Issue #272, opened 2026-02-25
Provide basic runtime metrics for NRI plugins


chrishenzie:
To improve the observability of the NRI framework and its plugins, we need to provide basic runtime metrics. This is a requirement for v1.0. Currently this data is not collected which makes troubleshooting difficult.

This is a tracking issue to discuss the design and implementation of basic runtime metrics for NRI plugins.

Specifically, the NRI framework needs to collect and provide data such as:

- Plugin counts (registered, active, etc.)
- Success and failure counts for plugin invocations/adjustments
- General plugin health

In the v1.0 requirements doc it's mentioned that the NRI framework itself should not expose these metrics directly. Instead, it should be passed to the container runtime, which can then expose it using its existing mechanisms (Prometheus, OpenTelemetry, etc.) for consumption.

PR #274, opened 2026-02-26
wire protocol: use dedicated RPC calls for all pod and container life-cycle events.

klihub:
This PR updates the wire protocol/ttrpc API to have proper RPC calls and messages for all pod and container life-cycle events.

The added calls and messages replace the 'catch-most' `StateChange` call which is now used to relay {Run,Stop,Remove}PodSandbox pod and {PostCreate,Start,PostStart, PostUpdate,Remove} container events using a single 'event type + field union' message on the wire. The visible stub/plugin and runtime adaptation interfaces are unaffected. The PR leaves `StateChange` in the protocol to allow transparent backward compatibility, and updates the runtime adaptation to fall back to using StateChange if the plugin side NRI version does not implement the new RPC calls yet.

This has been attempted a few times earlier in connection with other changes, but since we've had multiple other real functional changes in flight, we always shied away from the resulting rebase conflicts and seeing this through. This time this is a self-contained PR with no other functional changes.

Although functionally straightforward, it's still painfully intrusive as it touches a lot of boilerplate. Currently we have 3 remaining PRs open which touch the protocol and will conflict: #166 (memory policy adjustment), #183 (plugin authentication), and #271 (version exchange). Of these #166 and #217 are probably small footprint enough to be fairly easily rebases (either way around).

Here are my updated runtime test trees with these changes included:
- [containerd]( https://github.com/klihub/containerd/tree/devel/main/nri-dedicated-lifecycle-events)
- [cri-o]( https://github.com/klihub/cri-o/tree/devel/main/nri-dedicated-lifecycle-events)

```release-note
Use dedicated RPC calls for all pod and container life-cycle events via the NRI wire protocol
```

PR #277, opened 2026-03-05
add basic metrics for NRI framework

chrishenzie:
Provides necessary hooks for container runtimes to collect basic runtime metrics regarding NRI plugin activity. This improves observability and helps satisfy v1.0 requirements.

Introduces a `Metrics` interface that allows us to collect plugin counts, invocations, adjustments, and latency information.

To avoid burying state change events under a generic operation name, `StateChange` invocations append the specific event type using human-readable strings (e.g., "StateChange/CreateContainer").

These hooks are called during plugin invocations and container lifecycle events. Runtimes can provide their own implementation of the `Metrics` interface (e.g. via a `WithMetrics` option) to route these data points into their existing telemetry setups.

Ref: https://github.com/containerd/nri/issues/272
Signed-off-by: Chris Henzie <chrishenzie@gmail.com>
Assisted-by: gemini-cli

```release-note
Add basic metrics collection for the NRI framework
```

### DIFF
--- a/pkg/adaptation/adaptation.go
+++ b/pkg/adaptation/adaptation.go
@@ -75,6 +75,7 @@ type Adaptation struct {
 	builtin     []*builtin.BuiltinPlugin
 	syncLock    sync.RWMutex
 	wasmService *api.PluginPlugin
+	metrics     Metrics
 }
 
 var (
@@ -137,6 +138,16 @@ func WithBuiltinPlugins(plugins ...*builtin.BuiltinPlugin) Option {
 	}
 }
 
+// WithMetrics allows consumers to register an implementation of the Metrics interface.
+func WithMetrics(m Metrics) Option {
+	return func(r *Adaptation) error {
+		if m != nil {
+			r.metrics = m
+		}
+		return nil
+	}
+}
+
 // WithDefaultValidator sets up builtin validator plugin if it is configured.
 func WithDefaultValidator(cfg *validator.DefaultValidatorConfig) Option {
 	return func(r *Adaptation) error {
@@ -177,6 +188,7 @@ func New(name, version string, syncFn SyncFn, updateFn UpdateFn, opts ...Option)
 		socketPath:  DefaultSocketPath,
 		syncLock:    sync.RWMutex{},
 		wasmService: wasmService,
+		metrics:     &noopMetrics{},
 	}
 
 	for _, o := range opts {
@@ -540,6 +552,7 @@ func (r *Adaptation) removeClosedPlugins() {
 
 	r.plugins = active
 	r.validators = validators
+	r.metrics.UpdatePluginCount(len(r.plugins))
 }
 
 func (r *Adaptation) startListener() error {
@@ -607,7 +620,9 @@ func (r *Adaptation) acceptPluginConnections(l net.Listener) error {
 					r.validators = append(r.validators, p)
 				}
 				r.sortPlugins()
+				count := len(r.plugins)
 				r.Unlock()
+				r.metrics.UpdatePluginCount(count)
 				log.Infof(ctx, "plugin %q connected and synchronized", p.name())
 			}
 			r.finishedPluginSync()
--- a/pkg/adaptation/metrics.go
+++ b/pkg/adaptation/metrics.go
@@ -1,0 +1,47 @@
+/*
+   Copyright The containerd Authors.
+
+   Licensed under the Apache License, Version 2.0 (the "License");
+   you may not use this file except in compliance with the License.
+   You may obtain a copy of the License at
+
+       http://www.apache.org/licenses/LICENSE-2.0
+
+   Unless required by applicable law or agreed to in writing, software
+   distributed under the License is distributed on an "AS IS" BASIS,
+   WITHOUT WARRANTIES OR CONDITIONS OF ANY KIND, either express or implied.
+   See the License for the specific language governing permissions and
+   limitations under the License.
+*/
+
+package adaptation
+
+import "time"
+
+// Metrics defines the interface that a consumer can implement to collect
+// and emit metrics regarding NRI plugin activity.
+// Implementations of this interface must be thread-safe, as these methods
+// are invoked concurrently across multiple goroutines handling plugin requests.
+type Metrics interface {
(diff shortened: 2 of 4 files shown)


pkg/adaptation/plugin.go
```diff
@@ -695,7 +713,9 @@ func (p *plugin) StateChange(ctx context.Context, evt *StateChangeEvent) (err er
 	ctx, cancel := context.WithTimeout(ctx, getPluginRequestTimeout())
 	defer cancel()
 
-	if err = p.impl.StateChange(ctx, evt); err != nil {
+	err = p.impl.StateChange(ctx, evt)
+	recordPluginInvocation(p.name(), "StateChange", err)
```
chrishenzie: Note to self: This probably needs fixing. Do we want to track per event type?

chrishenzie: Fixed in latest revision, appending the specific state to the label

pkg/adaptation/metrics_test.go
```diff
@@ -0,0 +1,127 @@
...
+		updates:    updates,
+		evicts:     evicts,
+	})
+}
+
+func (m *mockMetrics) UpdatePluginCount(count int) {
+	m.pluginCount = count
+}
+
+func TestMockMetrics(t *testing.T) {
```
samuelkarp: This is just unit-testing the mock itself...

pkg/adaptation/plugin.go
```diff
@@ -695,7 +713,14 @@ func (p *plugin) StateChange(ctx context.Context, evt *StateChangeEvent) (err er
 	ctx, cancel := context.WithTimeout(ctx, getPluginRequestTimeout())
 	defer cancel()
 
-	if err = p.impl.StateChange(ctx, evt); err != nil {
+	err = p.impl.StateChange(ctx, evt)
```
samuelkarp, line 733: I expect this will cause some conflicts with https://github.com/containerd/nri/pull/274

klihub (approved):
LGTM. Thank you for getting this done!

pkg/adaptation/adaptation.go
```diff
@@ -604,6 +617,7 @@ func (r *Adaptation) acceptPluginConnections(l net.Listener) error {
 					r.validators = append(r.validators, p)
 				}
 				r.sortPlugins()
+				r.metrics.UpdatePluginCount(len(r.plugins))
 				r.Unlock()
```
samuelkarp: Invoking an externally injected, consumer-provided interface (`r.metrics.UpdatePluginCount`) while holding a mutex introduces the opportunity for a deadlock (or an unbounded time for the lock to be held). This could happen if the consumer's metric sink blocks, performs I/O, or attempts to acquire other locks.

It'd be better to capture the required state while under the lock, release the lock, and then emit the metric.

```suggestion
				count := len(r.plugins)
				r.Unlock()
				r.metrics.UpdatePluginCount(count)
```

pkg/adaptation/metrics_test.go
```diff
@@ -0,0 +1,324 @@
...
+	}
+
+	return m, p
+}
+
+func TestPluginSynchronizeMetrics(t *testing.T) {
+	m, p := setupTestPlugin()
+
+	_, err := p.synchronize(context.Background(), nil, nil)
+	assert.Nil(t, err)
```
samuelkarp: This code validates error states using a raw nil check assertion. When asserting on errors in tests, prefer the assertion library's built-in error matchers (e.g., `assert.NoError`) so that failure output is automatically formatted and the underlying error message is printed if the invariant breaks.

```suggestion
	_, err := p.synchronize(context.Background(), nil, nil)
	assert.NoError(t, err)
```

*(Note: Consider applying this to the other `assert.Nil(t, err)` validations in this test suite for `createContainer`, `updateContainer`, `stopContainer`, `updatePodSandbox`, `StateChange`, and `ValidateContainerAdjustment`.)*

pkg/adaptation/metrics.go
```diff
@@ -0,0 +1,45 @@
...
+   limitations under the License.
+*/
+
+package adaptation
+
+import "time"
+
+// Metrics defines the interface that a consumer can implement to collect
+// and emit metrics regarding NRI plugin activity.
+type Metrics interface {
```
samuelkarp, line 25: The `Metrics` interface definition lacks a strict concurrency contract. Because its methods are invoked directly from container lifecycle handlers (e.g., `createContainer`, `stopContainer`) running in multiple goroutines, the interface contract should explicitly mandate thread-safe implementations to prevent data races and potential panics in downstream consumer code.

```suggestion
// Metrics defines the interface that a consumer can implement to collect
// and emit metrics regarding NRI plugin activity.
// Implementations of this interface must be thread-safe, as these methods
// are invoked concurrently across multiple goroutines handling plugin requests.
type Metrics interface {
```

samuelkarp (commented):
LGTM after addressing these comments (LLM-generated, but I agree with them).

pkg/adaptation/adaptation.go
chrishenzie: Done

pkg/adaptation/metrics_test.go
chrishenzie: Done

pkg/adaptation/metrics.go
chrishenzie: Done

klihub:
@samuelkarp Can you take another look ? Chris has addressed all review comments. We could get this in if we're happy with it. I could then rebase #274 on top of it, so we could start kicking that one forward next.

pkg/adaptation/plugin.go
klihub: @samuelkarp I rebased this on top of  #274, in preparation of merging that first.

klihub:
> @samuelkarp Can you take another look ? Chris has addressed all review comments. We could get this in if we're happy with it. I could then rebase #274 on top of it, so we could start kicking that one forward next.

I went ahead an readily rebased #274 on top of this.

mikebrow (approved):
LGTM 

todo: needs an integration test

samuelkarp (commented):
I know I'm late here but this LGTM too.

____

*Problem details:* All lines from the opening of the listing above through the line that contains "To improve the" should be given again exactly, and nothing more.

*Expected answer:*
Issue #272, opened 2026-02-25
Provide basic runtime metrics for NRI plugins


chrishenzie:
To improve the observability of the NRI framework and its plugins, we need to provide basic runtime metrics. This is a requirement for v1.0. Currently this data is not collected which makes troubleshooting difficult.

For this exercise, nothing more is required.